ThriveOn King Project Grows By $20 Million
Cost of ambitious project now $105 million. Plus: A recap of the week's real estate news.
The ThriveOn King project, a conversion of the former Schuster’s department store into apartments and office space, is moving forward, but at a much greater cost.
By Nov. 2019, the Common Council approved a $12.6 million tax incremental financing subsidy to support what was then a $84.5 million project.
In Sept. 2020, project partners announced a new name, ThriveOn Collaboration, for the historic 400,000-square-foot complex and surrounding neighborhood engagement effort and that things were still on track for a 2022 opening. “Hopefully January 2022,” said Royal Capital president Kevin Newell.
Then in January, the partners announced a final building name, ThriveOn King, as part of the larger “collaboration,” and that construction would begin in the coming weeks. “We are going to walk and chew gum,” said Newell.
But construction never started.
Now a revised term sheet is back before the City of Milwaukee, with a higher project cost and new start date.
The city’s contribution, which comes as a developer-financed TIF that functions effectively as a property-tax rebate, remains unchanged. But all of the other amounts have grown, reflecting revised plans and increasing construction costs.
A key driver of the cost change is the increased number of apartments. The original plan called for 77 apartments, with 53 set aside at below-market rates. The new plan calls for 89 apartments, with 74 set aside at below-market rates.
Specific units would be set aside for individuals making below 30%, 50%, 60% and 80% of the area median income.

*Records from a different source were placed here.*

PR #752, opened 2023-02-25
Move initialization of logging before plugin_initialize

heifner:
During work on #659 the log of `EOS_ASSERT`:
```
error 2023-02-22T20:51:14.889 nodeos    state_history_plugin.c:284    on_accepted_block    ] fc::exception: 3110000 plugin_exception: Plugin exception
Existing ship log with 214013 blocks when starting from genesis block 2
    {"eb":214013,"b":2}
    nodeos  log.hpp:513 write_entry
```
was not logged because it was called before `state_history_plugin::plugin_startup()` where the `state_history` logger is initialized. Some plugins work around this by using the default logger in `plugin_initialize()`. However, there are some logs that never have worked. 
For example, in `net_plugin`:
```
   void net_plugin::plugin_initialize( const variables_map& options ) {
      fc_ilog( logger, "Initialize net plugin" );
```
This never actually logs because the `net_plugin_impl` `logger` has not been initialized.

To avoid this confusion, this PR moves the `initialize_logging()`  of `main` before `app` initialize which is before `plugin_initialize()`. Also any plugin loggers are now initialized in `plugin_initialize` as the first step so that loggers are configured and ready to be used in `plugin_initailize`.

With this change you actually now get:
```
info  2023-02-25T03:29:47.026 nodeos    net_plugin.cpp:3667           plugin_initialize    ] Initialize net plugin
```

See #737

### DIFF
--- a/libraries/libfc/src/log/logger.cpp
+++ b/libraries/libfc/src/log/logger.cpp
@@ -3,9 +3,8 @@
 #include <fc/log/appender.hpp>
 #include <fc/exception/exception.hpp>
 #include <fc/filesystem.hpp>
-#include <unordered_map>
-#include <string>
 #include <fc/log/logger_config.hpp>
+#include <unordered_map>
 
 namespace fc {
 
@@ -13,7 +12,7 @@ namespace fc {
       public:
          impl()
          :_parent(nullptr),_enabled(true),_additivity(false),_level(log_level::warn){}
-         fc::string       _name;
+         std::string      _name;
          logger           _parent;
          bool             _enabled;
          bool             _additivity;
@@ -28,7 +27,7 @@ namespace fc {
 
     logger::logger(nullptr_t){}
 
-    logger::logger( const string& name, const logger& parent )
+    logger::logger( const std::string& name, const logger& parent )
     :my( new impl() )
     {
        my->_name = name;
@@ -40,7 +39,7 @@ namespace fc {
     :my(l.my){}
 
     logger::logger( logger&& l )
-    :my(fc::move(l.my)){}
+    :my(std::move(l.my)){}
 
     logger::~logger(){}
 
@@ -82,14 +81,14 @@ namespace fc {
        }
     }
 
-    void logger::set_name( const fc::string& n ) { my->_name = n; }
-    const fc::string& logger::name()const { return my->_name; }
+    void logger::set_name( const std::string& n ) { my->_name = n; }
+    std::string logger::get_name()const { return my->_name; }
 
-    logger logger::get( const fc::string& s ) {
+    logger logger::get( const std::string& s ) {
        return log_config::get_logger( s );
     }
 
-    void logger::update( const fc::string& name, logger& log ) {
+    void logger::update( const std::string& name, logger& log ) {
        log_config::update_logger( name, log );
     }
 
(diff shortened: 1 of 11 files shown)


plugins/http_plugin/http_plugin.cpp
```diff
@@ -271,6 +271,7 @@ class http_plugin_impl : public std::enable_shared_from_this<http_plugin_impl> {
 
    void http_plugin::plugin_initialize(const variables_map& options) {
       try {
+         handle_sighup(); // setup logging
```
greg7mdp, line 274: Not related to your change, so maybe ignore, but:

- no log message "Initializing HTTP plugin" here (same for other plugins)?
- why are these functions named `handle_sigup`, when they initialize the logger?
- inside `handle_sigup` we copy and note that a copy is needed while `name` is passed as a const reference to logger::update()

greg7mdp (approved):

linh2931 (approved):

plugins/http_plugin/http_plugin.cpp
heifner: 1. One could argue it is not needed in net_plugin either since no one ever noticed it was not there. Likely it is noise unless you are trying to debug something. I left it in because "why not"?
2. They are named `handle_sigup` because they override the `handle_sigup` of virtual `appbase::plugin::handle_sighup` which is called anytime a `SIGHUP` is caught. Specifically in Leap we wish to update the logging configuration on `SIGHUP`. We have talked about the possibility of updating other configuration params on `SIGHUP` as well. 
We could create a `update_logger` method for all the plugins and have the override `handle_sigup` call that and also call it from `plugin_initialize`. The lazy way was chosen and just call `handle_sighup` because that is what is needed on startup.
3. Yes, the comment is correct. If you instead did `fc::logger::update(logger().name(), logger())` the `const&` bound to the internals of `logger()` can be destroyed by the `update` of the referenced `logger()`. `name` can then be used after `logger()` is updated causing access to delete memory.

greg7mdp: Thanks for the answers Kevin. 
regarding point 3, I think a  better (and safer) alternative would be to have `logger().name()` return a value and not a reference to a string whose lifetime is not clearly known

heifner: I agree. I'll go ahead and fix that.

libraries/libfc/src/log/logger.cpp
```diff
@@ -82,14 +81,14 @@ namespace fc {
        }
     }
 
-    void logger::set_name( const fc::string& n ) { my->_name = n; }
-    const fc::string& logger::name()const { return my->_name; }
+    void logger::set_name( const std::string& n ) { my->_name = n; }
```
greg7mdp, line 84: No need to change, but I think a good convention for methods accepting a potentially moveable object that is to be immediately copied, is to accept a `value` parameter and `std::move` it where it should go.

greg7mdp: https://isocpp.github.io/CppCoreGuidelines/CppCoreGuidelines#Rf-in

heifner: Logger hopefully will be replaced soon by a third-party logging library.

greg7mdp: Sounds good to me!

greg7mdp (approved):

Through the low-income housing tax credit program, those rents are capped at 30% of household income for each income threshold.
The revised term sheet also has a new start-by date: Feb. 28, 2022. Construction must be substantially complete by June 30, 2023 to access the TIF support.
The term sheet lists 100,000 square feet of office space, down from 131,000, and 50,000 square feet of early childhood education and community use space, up from 10,000. GMF and MCW have conducted a sustained collaboration with area residents to envision what uses they would like to see in the complex.
The city’s contribution to the project would come after the development team has first expended the funds. Following completion of the project, the city’s liability will start to accrue interest at 5.5% per year for up to 25 years. It is during that period that the development team would be repaid in an amount not to exceed the property taxes it pays.
Consistent with the earlier agreement, the $12.6 million would grow to $15 million in the event the property is assessed for at least $45 million.
In exchange for the city support, the project will be required to have 40% of its construction work hours performed by unemployed or underemployed city residents, spend 25% of its construction budget and supply budget and 18% of its professional services budget with Small Business Enterprises, and comply with the Anti-Displacement Neighborhood Preference Policy that sets aside units for area residents experiencing displacement.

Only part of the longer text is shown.